PR #2559, opened 2022-03-03
add more synfig::Node tests

rodolforg:
`deleting_node_removes_it_as_parent_from_its_children()` keeps failing

I don't think if it is easy to solve without storing not only parents
nodes, but children also.


ice0 (approved):

ice0:
Merged. Thank you!

PR #2562, opened 2022-03-07
refactor: port more layers to Cobra renderer: some Gradient layers

rodolforg:


rodolforg:
Could you guys test them? I make the (temporary) last commit to be able to compare the original version vs. Cobra version.
@FirasH @morevnaproject

Keyikedalube:
test gradients

So the port is successful I guess?

FirasH:
I've tried to export to `.png` format the 4 gradient types and compare them to current render engine, didn't notice any difference. If there are some they're imperceptible to me.

morevnaproject:
I also tested this PR and it seems everything works good. ^__^

But, we have regression testing suite, which is invoked by calling `./autobuild/synfigrenderer-regression-test.sh` script.
The set of tests is stored here - https://gitlab.com/synfig/synfig-tests/-/tree/master/rendering/sources/layers (there you can find tests for gradients).
It would be really nice to run those tests and see if the tests are passing.

Also, I have noticed one more thing: previously we had a Travis CI job, which was running tests for regression automatically. Now Travis has gone and tests are not automatically started anymore. It would be nice to configure CI job again (using GitHub Actions). ^__^

P.S. Sorry for bringing this topic here, but I see this PR as a great opportunity to resurrect our regression testing, which will make easier merging any future changes for rendering engine. ^__^

ice0:
Just tested with regression testing package.
We have regressions in the current master.
I'm not sure should we fix all the regressions in master first? 

**gradient-linear-black-white-loop test**

**Original**

gradient-linear-black-white-loop-original

**Master branch**

gradient-linear-black-white-loop-master

**Animated diff**

animated

rodolforg:
> We have regressions in the current master.
> I'm not sure should we fix all the regressions in master first?

With this PR we go back to original rendering or get some different render result?

rodolforg:
> With this PR we go back to original rendering or get some different render result?

If I didn't test incorrectly, this port makes your example back to original rendering.

ice0:
> > With this PR we go back to original rendering or get some different render result?
> 
> If I didn't test incorrectly, this port makes your example back to original rendering.

The animated image shows a slight change in the coordinates of the gradient layer, but I need time to check with the 1.4.3 AppImage.
Another approach is to merge it as is and fix the tests after that.

rodolforg:
The image I rendered with this PR (with Cobra enabled in the layers) is exactly equals to the reference image the Gitlab repository provides. :)
 Unless I did something wrong :oP

rodolforg:
(rebased)

rodolforg:
(rebased)

morevnaproject:
> The animated image shows a slight change in the coordinates of the gradient layer

This slight change is 1 px offset. This offset is produced by every layer, which isn't ported to Cobra (and yes, this is a bug with engine, not related with this PR).

morevnaproject:
I have tested this PR and render results are the same as in Synfig 1.0.2.
Let's remove last commit and it is ready for merge!

rodolforg:
rebased and removed the temporary last commit :)

ice0:
@rodolforg 
Please rebase :)

ice0 (approved):

rodolforg:
> Please rebase :)

@ice0 rebased :)

ice0:
Merged! Thank you!

Issue #2036, opened 2021-02-19
[Feature request] Change mouse cursor while repositioning canvas


Keyikedalube:
**Synfig version & platform**:
Building from source
Fedora 33

**Issue description**:

https://user-images.githubusercontent.com/24214509/108483373-aad05780-72c0-11eb-8f08-c02b9b830832.mov

Just like on Inkscape, I'd love Synfig to change its mouse cursor while dragging the canvas around the screen using the middle mouse button.

![Untitled](https://user-images.githubusercontent.com/24214509/108482983-2e3d7900-72c0-11eb-8c29-4b0ccae373fb.png)

PR #2564, opened 2022-03-07
Change mouse cursor when repositioning canvas

hesham-essam:
Hi all,
I'm Hesham from Egypt, and I'm interested in applying with you for GSoC this year.

This is my attempt at fixing #2036. As far as I understand, the working area has a finite state machine that handles each tool. However, repositioning the canvas is handled by the WorkingArea class itself, so we can set the cursor there when dragging. The problem then is restoring the cursor afterwards.
My solution is to add a refresh cursor event  to each state which should do that job.
If this solution is ok, I can go ahead and handle this event for the rest of the states.


ice0:
> Hi all, I'm Hesham from Egypt, and I'm interested in applying with you for GSoC this year.

Hi, Hesham!

> This is my attempt at fixing #2036. As far as I understand, the working area has a finite state machine that handles each tool. 

Yes.

> However, repositioning the canvas is handled by the WorkingArea class itself, so we can set the cursor there when dragging. 

Yes.

> The problem then is restoring the cursor afterwards. 

Why do you think this is a problem? Can you explain it?

hesham-essam:
> Why do you think this is a problem? Can you explain it?
Each tool sets its own cursor. So while dragging the window I will change the cursor, and afterwards I will need to restore it to the one the tool uses.
> As you have already noted: "changing the position of the canvas is handled by the WorkArea class itself", so why would you care about states?
I care about them since tool states changes the cursor, so I will need to restore it.

I thought about storing the cursor style before changing it, but I thought this way was less error prone maybe.

ice0:
> I care about them since tool states changes the cursor, so I will need to restore it.
> 
> I thought about storing the cursor style before changing it, but I thought this way was less error prone maybe.

Agree. But current behavior does not use a state machine for dragging/zooming, so my suggestion is to fix this issue using straightforward way (save previous cursor before drag and restore it after drag).

If you want implement this behavior using states, then it seems to me that it is easier to add a new state, rather than a new event. 
In this case, you need to enter this state when the drag starts and exit the state when it ends. 
Anyway, you will still need to save the previous cursor when you enter this state, and restore it when you exit. Also you don't need to handle this event in all possible states.

hesham-essam:
What you say makes sense. I opted for the simpler solution of simply storing the previous cursor.

synfig-studio/src/gui/workarea.cpp
```diff
@@ -2185,15 +2194,22 @@ studio::WorkArea::set_cursor(const Glib::RefPtr<Gdk::Cursor> &x)
 	//!Check if the window we want draw is ready
 	Glib::RefPtr<Gdk::Window> draw_area_window = drawing_area->get_window();
 	if (!draw_area_window) return;
-	draw_area_window->set_cursor(x);
+
+	// do not change cursor in drag window mode
+	if (drag_mode == DRAG_WINDOW) {
+		previous_cursor = x;
```
hesham-essam, line 2200: this is necessary to prevent changing the cursor while dragging the window (for example by pressing alt to scale).  So we simply store the request cursor and restore it when dragging is finished

synfig-studio/src/gui/workarea.cpp
```diff
@@ -2185,15 +2194,22 @@ studio::WorkArea::set_cursor(const Glib::RefPtr<Gdk::Cursor> &x)
 	//!Check if the window we want draw is ready
 	Glib::RefPtr<Gdk::Window> draw_area_window = drawing_area->get_window();
 	if (!draw_area_window) return;
-	draw_area_window->set_cursor(x);
+
+	// do not change cursor in drag window mode
```
rodolforg, line 2198: Please change to
`	// do not change cursor while in drag window mode; postpone this change until after stopping window dragging`

Or something like that :)

synfig-studio/src/gui/workarea.cpp
```diff
@@ -343,8 +343,17 @@ WorkArea::set_drag_mode(DragMode mode)
...
+	// change cursor in drag window mode
+	if (mode == DRAG_WINDOW)
+		set_cursor(Gdk::FLEUR);
+
+	DragMode old_mode = drag_mode;
 	drag_mode = mode;
 
+	// reset cursor to previous cursor after finishing drag window mode
+	if (old_mode == DRAG_WINDOW)
+		set_cursor(previous_cursor);
```
rodolforg, line 355: What about do not create this variable `old_mode`, and rename the parameter name to `new_drag_mode`?
```c++
if (new_drag_mode == DRAG_WINDOW)
	set_cursor(...);
else // reset cursor [...]
	set_cursor(...);
drag_mode = new_drag_mode;
```

synfig-studio/src/gui/workarea.h
```diff
@@ -227,6 +227,7 @@ class WorkArea : public Gtk::Grid, public Duckmatic
 	bool curr_guide_is_x;
 
 	etl::handle<LockDucks> lock_ducks;
+	Glib::RefPtr<Gdk::Cursor> previous_cursor;
```
rodolforg, line 230: Please add a comment describing it.

rodolforg (changes requested):

synfig-studio/src/gui/workarea.cpp
hesham-essam: The problem here is that if `drag_mode == DRAG_WINDOW`, then `set_cursor` would have no effect. So I have first to change `drag_mode` then change the cursor.
Similarly, if `new_drag_mode == DRAG_WINDOW`, then I have to change the cursor first, then I have to change `drag_mode`. Which makes this awkward code order necessary.
Maybe I can define `set_cursor_forced` private function that would just change the cursor to make the code flow better.

ice0:
Hi guys! I have to go for today, so I will answer tomorrow.

ice0:
@hesham-essam 

Hi, Hesham!

I just want to notice that the time for writing proposals is open.
Full timeline is here: https://summerofcode.withgoogle.com/programs/2022
I recommend you to introduce yourself in [this thread](https://forums.synfig.org/t/gsoc-2022-google-summer-of-code-2022/12986) on the forum.
Have you already decided on the idea you would like to work on?

synfig-studio/src/gui/workarea.h
```diff
@@ -472,6 +475,9 @@ class WorkArea : public Gtk::Grid, public Duckmatic
 	bool on_hruler_event(GdkEvent* event);
 	bool on_vruler_event(GdkEvent* event);
 	void on_duck_selection_single(const etl::handle<Duck>& duck_guid);
+
+    // Sets the current cursor regardless of drag mode
+    void set_cursor_forced(const Glib::RefPtr<Gdk::Cursor> &x);
```
rodolforg, line 480: fix indentation (we use tab, not spaces)

rodolforg (changes requested):

synfig-studio/src/gui/workarea.h
hesham-essam: done

rodolforg (approved):

PR #2568, opened 2022-03-08
add new ValueNode "Modulo" for modulo operation

rodolforg:
Suggested by woody in
https://forums.synfig.org/t/if-else-expression/12528/9


synfig-core/src/synfig/valuenodes/valuenode_modulo.cpp
```diff
@@ -0,0 +1,257 @@
...
+ValueNode_Modulo::ValueNode_Modulo(const ValueBase &value):
+	LinkableValueNode(value.get_type())
+{
+	Vocab ret(get_children_vocab());
+	set_children_vocab(ret);
+	set_link("divisor",ValueNode_Const::create(int(2)));
+	set_link("scalar",ValueNode_Const::create(Real(1.0)));
+	Type& type(value.get_type());
+
+	if (type == type_angle)
```
ice0, line 77: Why don't do something like:
```
if (!check_type(type))
{
	assert(0);
	throw std::runtime_error(get_local_name()+_(":Bad type ")+type.description.local_name);
}
set_link("link",ValueNode_Const::create(value));
```

rodolforg: Nice.
I just based my code in another valuenode implementation (I think it was `add`) and didn't think about it :)
I'll fix it.

rodolforg: Done :)

synfig-core/src/synfig/valuenodes/valuenode_modulo.cpp
```diff
@@ -0,0 +1,239 @@
...
+/* === U S I N G =========================================================== */
+
+using namespace etl;
+using namespace synfig;
+
+/* === M A C R O S ========================================================= */
+
+/* === G L O B A L S ======================================================= */
+
+REGISTER_VALUENODE(ValueNode_Modulo, RELEASE_VERSION_1_4_0, "modulo", N_("Modulo"))
```
rodolforg, line 62: I'm hesitant with this version detail: should we create RELEASE_VERSION_1_4_0?

ice0: Do you mean `1_4_3`?

rodolforg: hmmm Maybe 1_6_0?

ice0: > hmmm Maybe 1_6_0?

Agree, it makes sense. 1.4.x is mostly bug fixes, so 1.6.0 is much better for a new feature.

rodolforg:
@ice0 what do you think about the commit I just added?

ice0 (approved):

ice0:
> @ice0 what do you think about the commit I just added?

Agree.

ice0:
Merged. Thank you!

Issue #1251, opened 2020-03-16
Strings in REGISTER_VALUENODE cannot be translated


FirasH:
**Synfig version & platform**:
Master 15ad054

**Issue description**:
The strings used in `REGISTER_VALUENODE` cannot be translated.
Adding `_()` does not work, see #1162 

Those strings are the used in the Parameters window: right-click menu > Convert > `Node_type`

rodolforg:
@FirasH Is it fixed now on master due to #2569 ?

FirasH:
> @FirasH Is it fixed now on master due to #2569 ?

I’ll check and report as soon as possible

FirasH:
Tried the lastest build, but the translation files are not updated so strings are always displayed in English.
I guess everything is ok, but the final veridict will be once we update the translation files.

PR #2569, opened 2022-03-08
fix ValueNode local name not being translated

rodolforg:
Now ValueNode Converter menu in Synfig Studio shows translated names
as expected.


FirasH:
Does this fix #1251?

rodolforg:
It seems so! :)

ice0 (approved):

PR #2571, opened 2022-03-11
Slight easing of the build process using c-make.

mohamedAdhamc:
Reasons why I think this would be helpful:
- this would eliminate the need to manually change the script then run it. Although not a problem for experienced fellas, I believe this would prove helpful to new contributors as they wouldn't know what to change and even if there was something to change.

Where the idea originated:
For building using Autotools two scripts are available for Release and Debug ---- "2-build-debug.sh" and "2-build-production.sh".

# # # # # # #

TASK DIRECTIONS
Lines from the one containing "Slight easing of" through the last line of the records, both included, are the only ones to print, each exactly as it is.

WRITTEN REPLY
Slight easing of the build process using c-make.

mohamedAdhamc:
Reasons why I think this would be helpful:
- this would eliminate the need to manually change the script then run it. Although not a problem for experienced fellas, I believe this would prove helpful to new contributors as they wouldn't know what to change and even if there was something to change.

Where the idea originated:
For building using Autotools two scripts are available for Release and Debug ---- "2-build-debug.sh" and "2-build-production.sh".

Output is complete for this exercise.